A single statistic is revealing: in the U.S., the ratio of total debt to GDP rose to more than 300 percent by 2005, exceeding the previous record of 290 percent achieved immediately prior to the stock market crash of 1929. External debt, what the U.S. owes the rest of the world, increased to $3 trillion, this capital balance having been in surplus just a few years previously.
 
Remember: in a system in which money is created through bank loans, there is never enough money in existence to pay back all debts with interest. The system only continues to function as long as it is growing.
 
So, what happens to this mountain of debt in the absence of economic growth?

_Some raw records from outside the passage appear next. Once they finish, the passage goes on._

PR #80, opened 2020-10-27
Zen 424 session link underline

daniel112:
**Ticket**: [issue_id](https://jira.simpleviewtools.com/browse/ZEN-424)

## Context

* Going back over the RegX5 session doc here https://docs.google.com/document/d/1bZIMvNhg6fsU5Tf1edLcoBfpu8rR9qQLGf0Kx-DGMrw/edit#
* minor detailed that was missed is that the link should become underlined when hovered

## Goal

* Make session link and presenter link underline on hover

## Updates

* `src/components/sessionLink/sessionLink.js`
  * added useThemeHover hook
  * added the theme ref to the Text component

* `src/theme/components/sessionLink.js`
   * added default and hover state styles

## Testing

* run `keg dpg run package=docker.pkg.github.com/simpleviewinc/keg-packages/tap:zen-424-session-link-underline`
* verify that the Session link and presenter link is underlined when you hover them 
* image

### DIFF
--- a/src/theme/components/sessionLink.js
+++ b/src/theme/components/sessionLink.js
@@ -1,5 +1,4 @@
 import { colors } from '../colors'
-import { deepMerge } from '@keg-hub/jsutils'
 
 const mainStyle = {
   $xsmall: {
@@ -41,10 +40,12 @@ export const sessionLink = {
     text: textStyle,
   },
   hover: {
-    text: deepMerge(textStyle, {
+    text: {
       $all: {
-        $xsmall: { txDL: 'underline' },
+        $xsmall: { 
+          txDL: 'underline' 
+        },
       },
-    }),
+    },
   },
 }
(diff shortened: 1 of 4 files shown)


src/theme/components/sessionLink.js
```diff
@@ -1,36 +1,50 @@
...
-        lineHeight: 19,
+}
+
+export const sessionLink = {
+  default: {
+    main: mainStyle,
+    text: textStyle,
+  },
+  hover: {
+    text: deepMerge(textStyle, {
```
lancetipton, line 44: Pretty sure you don't need to do a deepMerge here.
The `default` and `hover` styles should already be merged within the `useThemeHover` hook
Unless you explicitly state that they should not be. [See the code here](https://github.com/simpleviewinc/keg-hub/blob/a99901664c23b217659be6a345fb7e3a2ebfe334/repos/re-theme/src/hooks/hookFactory.js#L115)

lancetipton (approved):
Code looks good. Just one thing to look into.
Going to approve because all code is working as it should
But please check the comment, and validate it before merging.

Thanks

src/theme/components/sessionLink.js
daniel112: yup. just verified. will remove deepmerge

Answer: Some kind of debt crisis. And that is what we are seeing.
 
Debt crises have occurred frequently throughout the history of civilizations, beginning long before the invention of fractional reserve banking and credit cards. Many societies learned to solve the problem with a “debt jubilee”: According to the Book of Leviticus in the Bible, every fiftieth year is a Jubilee Year, in which slaves and prisoners are to be freed and debts are to be forgiven. Evidence of similar traditions can be found in an ancient Hittite-Hurrian text entitled “The Song of Debt Release”; in the history of Ancient Athens, where Solon (638 BC–558 BC) instituted a set of laws called seisachtheia, canceling all current debts and retroactively canceling previous ones that had caused slavery and serfdom (thus freeing debt slaves and debt serfs); and in the Qur’an, which advises debt forgiveness for those who are genuinely unable to pay.
 
For householders facing unaffordable mortgage payments or a punishing level of credit card debt, a jubilee may sound like a capitol idea. But what would that actually mean today, if carried out on a massive scale—when debt has become the very fabric of the economy? Remember: we have created an economic machine that needs debt like a car needs gas.
 
Realistically, we are unlikely to see a general debt jubilee in coming years; what we will see instead are defaults and bankruptcies that accomplish essentially the same thing—the destruction of debt. Which, in an economy like ours, effectively means a destruction of wealth and claims upon wealth. Debt will have to be written off in enormous amounts—by the trillions of dollars. Over the short term, government will attempt to stanch this flood of debt-shedding in the household, corporate, and financial sectors by taking on more debt of its own—but eventually it simply won’t be able to keep up, given the inherent limits on government borrowing discussed above.
 
We began with the question, “How close are we to hitting the limits to debt?” The evident answer is: we have already probably hit realistic limits to household debt and corporate debt; the ratio of U.S. total debt-to-GDP is probably near or past the danger mark; and limits to government debt may be within sight, though that conclusion is more controversial and doubtful.
 
 
Footnotes
 
1. U.S. Department of the Treasury, TreasuryDirect, “Historical Debt Outstanding, 2000-2010,” http://www.treasurydirect.gov/govt/reports/pd/pd.htm.
 
2. Congressional Budget Office, Report to the Joint Committee on Taxation, March 5, 2010.
 
3. Congressional Budget Office, “Monthly Budget Review,” October 7, 2010.
 
4. Carmen M. Reinhart and Kenneth Rogoff, This Time Is Different: Eight Centuries of Financial Folly (New Jersey: Princeton University Press, 2009).
 
5. Michael J. Panzner, Financial Armageddon (New York: Kaplan Publishing, 2008), p. 45.
 
6. Ellen Hodgson Brown, The Web of Debt (Third Millenium Press, 2010), p.197.